+++ RECORDS +++

PR #1241, opened 2026-09-16
Carry the full commit and build date in the uplink hello

phinze:
The uplink hello identifies the running build as `runtime_version`, which for a main build is `main:abc1234`. That short sha is all cloud has to compare a cluster against the main channel, so the Updates tile matches on seven characters and the build-date tiebreak that `miren upgrade --check` applies locally has nothing to work with.

This adds `runtime_commit` and `runtime_build_date` to the hello, straight from `version.GetInfo()`. Both are omitted when the binary wasn't stamped by ldflags, the same shape `runtime_instance_id` took, so there's no handshake rev and an older cloud just doesn't see them. `version.Commit` defaults to the literal string `"unknown"`, which is fine for `miren version` output but not for a field whose absence means something, so a small `KnownCommit` helper normalizes it on the way out.

Companion to mirendev/cloud#272, which reads the fields. Either can merge first.

Part of MIR-1883


pkg/uplink/session.go
```diff
@@ -59,9 +59,17 @@ type SessionHello struct {
...
-	RuntimeInstanceID string            `json:"runtime_instance_id,omitempty"`
-	ClientTime        time.Time         `json:"client_time"`
-	Capabilities      []CapabilityOffer `json:"capabilities"`
+	RuntimeInstanceID string `json:"runtime_instance_id,omitempty"`
+	// RuntimeCommit and RuntimeBuildDate identify the build exactly.
+	// RuntimeVersion carries only a short sha, which is ambiguous once git
+	// lengthens abbreviations under a collision and carries no order, so
+	// cloud needs the full commit to match a build against its channel and
+	// the build date to say which of two main builds is newer. Both are
+	// absent from a binary built without hack/build.sh's ldflags.
```
evanphx, line 68: :robot: Non-blocking: `make release` / `hack/build-release.sh` and `make dist` still stamp only Version, so locally packaged binaries omit the new commit and build date. Consider aligning those build paths in a follow-up.

evanphx (approved):
This is a focused, backward-compatible protocol extension with appropriate omission semantics and proportional tests. Production CI and normal development builds supply the intended metadata; the remaining local release/dist build-path inconsistency is non-blocking. Approve.

— e + :robot:

pkg/uplink/session.go
phinze: 🤖 Good catch, and small enough to do here rather than in a follow-up. `a37ed8d` stamps Commit and BuildDate in both `hack/build-release.sh` and `hack/build-dist.sh`, matching what `hack/build.sh` and `build-ci.sh` already do, so every build path now produces the same identity.

hack/build-release.sh
```diff
@@ -58,7 +68,7 @@ fi
 
 if ! test -f $dir/miren-linux-amd64.tar.gz || ! test -f $dir/miren-linux-amd64.zip; then
   echo "Linux / amd64"
-  GOOS=linux GOARCH=amd64 go build -ldflags "-X miren.dev/runtime/version.Version=$version" -o $dir/miren ./cmd/miren
+  GOOS=linux GOARCH=amd64 go build -ldflags "$ldflags" -o $dir/miren ./cmd/miren
```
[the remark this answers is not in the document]
phinze: 🤖 The unquoted `$dir` predates this change (this PR only touches the ldflags), and `VERSION` is something we set ourselves when running `make release`, so leaving it alone here.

+++

[ASSIGNMENT]: Return the complete material exactly as it appears.

[RESULT OF THE TASK]:
PR #1241, opened 2026-09-16
Carry the full commit and build date in the uplink hello

phinze:
The uplink hello identifies the running build as `runtime_version`, which for a main build is `main:abc1234`. That short sha is all cloud has to compare a cluster against the main channel, so the Updates tile matches on seven characters and the build-date tiebreak that `miren upgrade --check` applies locally has nothing to work with.

This adds `runtime_commit` and `runtime_build_date` to the hello, straight from `version.GetInfo()`. Both are omitted when the binary wasn't stamped by ldflags, the same shape `runtime_instance_id` took, so there's no handshake rev and an older cloud just doesn't see them. `version.Commit` defaults to the literal string `"unknown"`, which is fine for `miren version` output but not for a field whose absence means something, so a small `KnownCommit` helper normalizes it on the way out.

Companion to mirendev/cloud#272, which reads the fields. Either can merge first.

Part of MIR-1883


pkg/uplink/session.go
```diff
@@ -59,9 +59,17 @@ type SessionHello struct {
...
-	RuntimeInstanceID string            `json:"runtime_instance_id,omitempty"`
-	ClientTime        time.Time         `json:"client_time"`
-	Capabilities      []CapabilityOffer `json:"capabilities"`
+	RuntimeInstanceID string `json:"runtime_instance_id,omitempty"`
+	// RuntimeCommit and RuntimeBuildDate identify the build exactly.
+	// RuntimeVersion carries only a short sha, which is ambiguous once git
+	// lengthens abbreviations under a collision and carries no order, so
+	// cloud needs the full commit to match a build against its channel and
+	// the build date to say which of two main builds is newer. Both are
+	// absent from a binary built without hack/build.sh's ldflags.
```
evanphx, line 68: :robot: Non-blocking: `make release` / `hack/build-release.sh` and `make dist` still stamp only Version, so locally packaged binaries omit the new commit and build date. Consider aligning those build paths in a follow-up.

evanphx (approved):
This is a focused, backward-compatible protocol extension with appropriate omission semantics and proportional tests. Production CI and normal development builds supply the intended metadata; the remaining local release/dist build-path inconsistency is non-blocking. Approve.

— e + :robot:

pkg/uplink/session.go
phinze: 🤖 Good catch, and small enough to do here rather than in a follow-up. `a37ed8d` stamps Commit and BuildDate in both `hack/build-release.sh` and `hack/build-dist.sh`, matching what `hack/build.sh` and `build-ci.sh` already do, so every build path now produces the same identity.

hack/build-release.sh
```diff
@@ -58,7 +68,7 @@ fi
 
 if ! test -f $dir/miren-linux-amd64.tar.gz || ! test -f $dir/miren-linux-amd64.zip; then
   echo "Linux / amd64"
-  GOOS=linux GOARCH=amd64 go build -ldflags "-X miren.dev/runtime/version.Version=$version" -o $dir/miren ./cmd/miren
+  GOOS=linux GOARCH=amd64 go build -ldflags "$ldflags" -o $dir/miren ./cmd/miren
```
[the remark this answers is not in the document]
phinze: 🤖 The unquoted `$dir` predates this change (this PR only touches the ldflags), and `VERSION` is something we set ourselves when running `make release`, so leaving it alone here.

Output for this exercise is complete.